- _HOW TO COMPLETE THIS TASK_
Starting with the first line, output the data exactly, through to the last line.
-- TASK DATA follows --
PR #257, opened 2019-11-13
Matcher does not ignore invisible works

alicefuzier:
Part of https://github.com/wellcometrust/platform/issues/3921
It won't have any effect until we start sending mets through the pipeline, but it's a simple enough change and it has simplified the code a bit, so I figured it was worth doing it

### DIFF
--- a/common/internal_model/src/main/scala/uk/ac/wellcome/models/work/internal/Work.scala
+++ b/common/internal_model/src/main/scala/uk/ac/wellcome/models/work/internal/Work.scala
@@ -11,7 +11,9 @@ sealed trait IdentifiedBaseWork extends BaseWork {
   val canonicalId: String
 }
 
-sealed trait TransformedBaseWork extends BaseWork
+sealed trait TransformedBaseWork extends BaseWork {
+  val data: WorkData[MaybeDisplayable]
+}
 
 sealed trait InvisibleWork extends BaseWork
 
--- a/pipeline/matcher/src/test/scala/uk/ac/wellcome/platform/matcher/matcher/WorkMatcherTest.scala
+++ b/pipeline/matcher/src/test/scala/uk/ac/wellcome/platform/matcher/matcher/WorkMatcherTest.scala
@@ -10,7 +10,12 @@ import org.scalatest.concurrent.ScalaFutures
 import org.scalatest.mockito.MockitoSugar
 import org.scalatest.{EitherValues, FunSpec, Matchers}
 import org.scanamo.syntax._
-import uk.ac.wellcome.models.matcher.{MatchedIdentifiers, MatcherResult, WorkIdentifier, WorkNode}
+import uk.ac.wellcome.models.matcher.{
+  MatchedIdentifiers,
+  MatcherResult,
+  WorkIdentifier,
+  WorkNode
+}
 import uk.ac.wellcome.models.work.generators.WorksGenerators
 import uk.ac.wellcome.models.work.internal.MergeCandidate
 import uk.ac.wellcome.platform.matcher.exceptions.MatcherException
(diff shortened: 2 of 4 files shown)


pipeline/matcher/src/test/scala/uk/ac/wellcome/platform/matcher/matcher/WorkMatcherTest.scala
```diff
@@ -75,7 +75,9 @@ class WorkMatcherTest
               matcherResult shouldBe
                 MatcherResult(
                   Set(MatchedIdentifiers(Set(WorkIdentifier(workId, 1)))))
-              get[WorkNode](dynamoClient, graphTable.name)('id -> workId) shouldBe None
+              get[WorkNode](dynamoClient, graphTable.name)('id -> workId)
+                .map(_.right.get) shouldBe Some(
```
alexwlchan: FWIW, we've been starting to use EitherValues and `_.right.value` instead of `_.right.get` in tests while you were away; one of Robert's discoveries, I think.

I don't see a massive difference, but you might want to consider it: http://www.scalatest.org/user_guide/using_EitherValues

alicefuzier: Ah nice thanks

common/internal_model/src/main/scala/uk/ac/wellcome/models/work/internal/Work.scala
```diff
@@ -11,7 +11,9 @@ sealed trait IdentifiedBaseWork extends BaseWork {
   val canonicalId: String
 }
 
-sealed trait TransformedBaseWork extends BaseWork
+sealed trait TransformedBaseWork extends BaseWork {
+  val data: WorkData[MaybeDisplayable]
+}
```
warrd: :+1:

pipeline/matcher/src/test/scala/uk/ac/wellcome/platform/matcher/matcher/WorkMatcherTest.scala
```diff
@@ -64,7 +64,7 @@ class WorkMatcherTest
     }
   }
 
-  it("doesn't store an invisible work and sends the work id") {
+  it("stores an invisible work and sends the work id") {
```
warrd: :thinking: do we  want to store all invisible works? What are the repercussions  of that?

alicefuzier: I think we have to. The matcher stores the nodes of the work graph in the database and then it calculates the connected components on that graph.
All works created by the mets transformer will be invisible works. For the matcher to be able to group them to the physical sierra work it has to store them as all the other works. 
We will end up storing all the works that are currently invicible for other reasons, but I don't think this will have a major impact. 
The merger won't link them and the output in the api won't change.
Performance and price wise I don't think we might end up spending a bit more because we increase operations but I don't think it will be much

warrd: :thinking: Just a thought, do you think it would make sense for there to be another type separate to `InvisibleWork`? Me and @jamesgorrie discussed at one point whether `PartialWork` or something like that would be a better description for this use case.

Beyond performance / price, the thing I am more worried about is introducing subtle bugs some how (as we are potentially using invisible to represent two quite separate things).

alicefuzier: I'm not sure it's a separate use case though. Non mets Invisible works are still partial and they are invisible because they don't have enough information to be shown in the api. 
I'm not sure whether adding another type would simplify our life or complicate it

warrd: :+1: ok let's just stick with this for now, we can always split off later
-- TASK DATA concluded --
- _OUTPUT FOR THIS TASK_
PR #257, opened 2019-11-13
Matcher does not ignore invisible works

alicefuzier:
Part of https://github.com/wellcometrust/platform/issues/3921
It won't have any effect until we start sending mets through the pipeline, but it's a simple enough change and it has simplified the code a bit, so I figured it was worth doing it

### DIFF
--- a/common/internal_model/src/main/scala/uk/ac/wellcome/models/work/internal/Work.scala
+++ b/common/internal_model/src/main/scala/uk/ac/wellcome/models/work/internal/Work.scala
@@ -11,7 +11,9 @@ sealed trait IdentifiedBaseWork extends BaseWork {
   val canonicalId: String
 }
 
-sealed trait TransformedBaseWork extends BaseWork
+sealed trait TransformedBaseWork extends BaseWork {
+  val data: WorkData[MaybeDisplayable]
+}
 
 sealed trait InvisibleWork extends BaseWork
 
--- a/pipeline/matcher/src/test/scala/uk/ac/wellcome/platform/matcher/matcher/WorkMatcherTest.scala
+++ b/pipeline/matcher/src/test/scala/uk/ac/wellcome/platform/matcher/matcher/WorkMatcherTest.scala
@@ -10,7 +10,12 @@ import org.scalatest.concurrent.ScalaFutures
 import org.scalatest.mockito.MockitoSugar
 import org.scalatest.{EitherValues, FunSpec, Matchers}
 import org.scanamo.syntax._
-import uk.ac.wellcome.models.matcher.{MatchedIdentifiers, MatcherResult, WorkIdentifier, WorkNode}
+import uk.ac.wellcome.models.matcher.{
+  MatchedIdentifiers,
+  MatcherResult,
+  WorkIdentifier,
+  WorkNode
+}
 import uk.ac.wellcome.models.work.generators.WorksGenerators
 import uk.ac.wellcome.models.work.internal.MergeCandidate
 import uk.ac.wellcome.platform.matcher.exceptions.MatcherException
(diff shortened: 2 of 4 files shown)


pipeline/matcher/src/test/scala/uk/ac/wellcome/platform/matcher/matcher/WorkMatcherTest.scala
```diff
@@ -75,7 +75,9 @@ class WorkMatcherTest
               matcherResult shouldBe
                 MatcherResult(
                   Set(MatchedIdentifiers(Set(WorkIdentifier(workId, 1)))))
-              get[WorkNode](dynamoClient, graphTable.name)('id -> workId) shouldBe None
+              get[WorkNode](dynamoClient, graphTable.name)('id -> workId)
+                .map(_.right.get) shouldBe Some(
```
alexwlchan: FWIW, we've been starting to use EitherValues and `_.right.value` instead of `_.right.get` in tests while you were away; one of Robert's discoveries, I think.

I don't see a massive difference, but you might want to consider it: http://www.scalatest.org/user_guide/using_EitherValues

alicefuzier: Ah nice thanks

common/internal_model/src/main/scala/uk/ac/wellcome/models/work/internal/Work.scala
```diff
@@ -11,7 +11,9 @@ sealed trait IdentifiedBaseWork extends BaseWork {
   val canonicalId: String
 }
 
-sealed trait TransformedBaseWork extends BaseWork
+sealed trait TransformedBaseWork extends BaseWork {
+  val data: WorkData[MaybeDisplayable]
+}
```
warrd: :+1:

pipeline/matcher/src/test/scala/uk/ac/wellcome/platform/matcher/matcher/WorkMatcherTest.scala
```diff
@@ -64,7 +64,7 @@ class WorkMatcherTest
     }
   }
 
-  it("doesn't store an invisible work and sends the work id") {
+  it("stores an invisible work and sends the work id") {
```
warrd: :thinking: do we  want to store all invisible works? What are the repercussions  of that?

alicefuzier: I think we have to. The matcher stores the nodes of the work graph in the database and then it calculates the connected components on that graph.
All works created by the mets transformer will be invisible works. For the matcher to be able to group them to the physical sierra work it has to store them as all the other works. 
We will end up storing all the works that are currently invicible for other reasons, but I don't think this will have a major impact. 
The merger won't link them and the output in the api won't change.
Performance and price wise I don't think we might end up spending a bit more because we increase operations but I don't think it will be much

warrd: :thinking: Just a thought, do you think it would make sense for there to be another type separate to `InvisibleWork`? Me and @jamesgorrie discussed at one point whether `PartialWork` or something like that would be a better description for this use case.

Beyond performance / price, the thing I am more worried about is introducing subtle bugs some how (as we are potentially using invisible to represent two quite separate things).

alicefuzier: I'm not sure it's a separate use case though. Non mets Invisible works are still partial and they are invisible because they don't have enough information to be shown in the api. 
I'm not sure whether adding another type would simplify our life or complicate it

warrd: :+1: ok let's just stick with this for now, we can always split off later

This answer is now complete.